Призвали владельца похоронной конторы, который уже сидел в гостиной, чинно сложив руки на коленях. Тот поклонился и незамедлительно занялся тележкой. Передав гробовщику тело брата, Венделин испытал внутренний дискомфорт. Почему какой-то незнакомец должен отныне исполнять эти родственные обязанности, бывшие до сих пор его собственными? Он уже привык к присутствию гроба; в некотором роде тот стал членом семьи, не ассоциируясь с его братом. Венделин понял, что ему будет недоставать его.
Но родители были настолько потрясены его присутствием, что он просто не мог и дальше оставлять гроб у них на виду. Он поприветствовал владельца похоронной конторы с исключительной вежливостью, дружески простился с падре Пио, обнял по очереди вздрогнувших и отшатнувшихся родителей и увлек их внутрь. Он вдруг сообразил, что ни один из них не спросил его о жене, и уже по одному этому Венделин понял: они не хотят, чтобы он вновь уехал и вернулся в Венецию. Но, как было принято у них в семье, он также знал и то, что они никогда не заговорят первыми на эту тему и что вскоре они, не устраивая сцен, позволят ему уехать, как сделали это в первый раз.

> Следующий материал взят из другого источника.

PR #1261, opened 2024-01-08
Refactor `reveal_to_target` and `next_store_index`

danielabrozzoni:
### Description

As a part of #1203, I found myself having to modify `reveal_to_target`, but had some troubles understanding exactly what the method was doing.

This PR refactors `reveal_to_target` to be, in my opinion, a bit clearer. We now exist prematurely if `next_reveal_index` < `target_index`; this way, we don't need to keep track of `next_reveal_index`, as it would always be equal to `Some(target_index)`.
As a part of trying to understand `reveal_to_target` I had to read through `next_store_index`, I slightly improved it for clarity reasons as well. 

#### All Submissions:

### DIFF
--- a/crates/chain/src/keychain/txout_index.rs
+++ b/crates/chain/src/keychain/txout_index.rs
@@ -390,7 +390,11 @@ impl<K: Clone + Ord + Debug> KeychainTxOutIndex<K> {
             let _inserted = self
                 .inner
                 .insert_spk((keychain.clone(), new_index), new_spk);
-            debug_assert!(_inserted, "must not have existing spk",);
+            debug_assert!(_inserted, "must not have existing spk");
+            debug_assert!(
+                has_wildcard || new_index == 0,
+                "non-wildcard descriptors must not iterate past index 0"
+            );
         }
 
         let _old_index = self.last_revealed.insert(keychain.clone(), target_index);
--- a/crates/chain/src/keychain/txout_index.rs
+++ b/crates/chain/src/keychain/txout_index.rs
@@ -364,51 +364,41 @@ impl<K: Clone + Ord + Debug> KeychainTxOutIndex<K> {
         let has_wildcard = descriptor.has_wildcard();
 
         let target_index = if has_wildcard { target_index } else { 0 };
-        let next_reveal_index = self.last_revealed.get(keychain).map_or(0, |v| *v + 1);
+        let next_reveal_index = self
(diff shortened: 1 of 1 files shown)


crates/chain/src/keychain/txout_index.rs
```diff
@@ -206,9 +206,10 @@ impl<K: Clone + Ord + Debug> KeychainTxOutIndex<K> {
     fn next_store_index(&self, keychain: &K) -> u32 {
         self.inner()
             .all_spks()
-            .range((keychain.clone(), u32::MIN)..(keychain.clone(), u32::MAX))
+            .keys()
+            .filter(|(k, _)| k == keychain)
```
evanlinjin: I advise against using `filter` here. `filter` will iterate over every single spk whereas `range` only iterates over spks of the given keychain.

Additionally, `btree::Range` has an optimized implementation of `Iterator::last` (https://doc.rust-lang.org/src/alloc/collections/btree/map.rs.html#1981) which we will be missing out on if we use `filter`.

evanlinjin (changes requested):
Thank you for this change. The code is clearer now. However, please revert the change to `next_store_index`.

evanlinjin:
@danielabrozzoni I added another `debug_assert` statement while I was at it: a28bbb262a6e039930ce933a12d11904af907c02

crates/chain/src/keychain/txout_index.rs
danielabrozzoni: Good catch! I added a comment explaining what is `range` doing and why we should use it

crates/chain/src/keychain/txout_index.rs
```diff
@@ -206,9 +206,11 @@ impl<K: Clone + Ord + Debug> KeychainTxOutIndex<K> {
     fn next_store_index(&self, keychain: &K) -> u32 {
         self.inner()
             .all_spks()
+            // This range is filtering out the spks with a keychain different than
+            // `keychain`. We don't use filter here as range is more optimized.
```
evanlinjin, line 210: I would prefer *"Range through all spks of `keychain`."*. However, I feel like this comment is not needed as the codebase already shows this.

Definitely not a blocker though.

evanlinjin (approved):
ACK 761189ab2b679fbfee45b33435d66ed98a135e2a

Я вынудила его оставить меня во Фрайбурге, где по улицам текли игрушечные каналы, водой из которых тушили пожары и поили животных. Они называются Bachle, что означает «маленький ручей», и вскоре я заметила, что жители Фрайбурга восторгаются ими так же, как мы – нашими каналами, когда те застают врасплох чужеземцев, приезжающих к нам. Я часто видела гостей с юга или дальнего севера с мокрыми почти до пояса ногами: они пытались перепрыгнуть через каналы, недооценив их ширину, или же оступались, пятясь назад и запрокидывая голову, дабы полюбоваться на шпиль Мюнстера.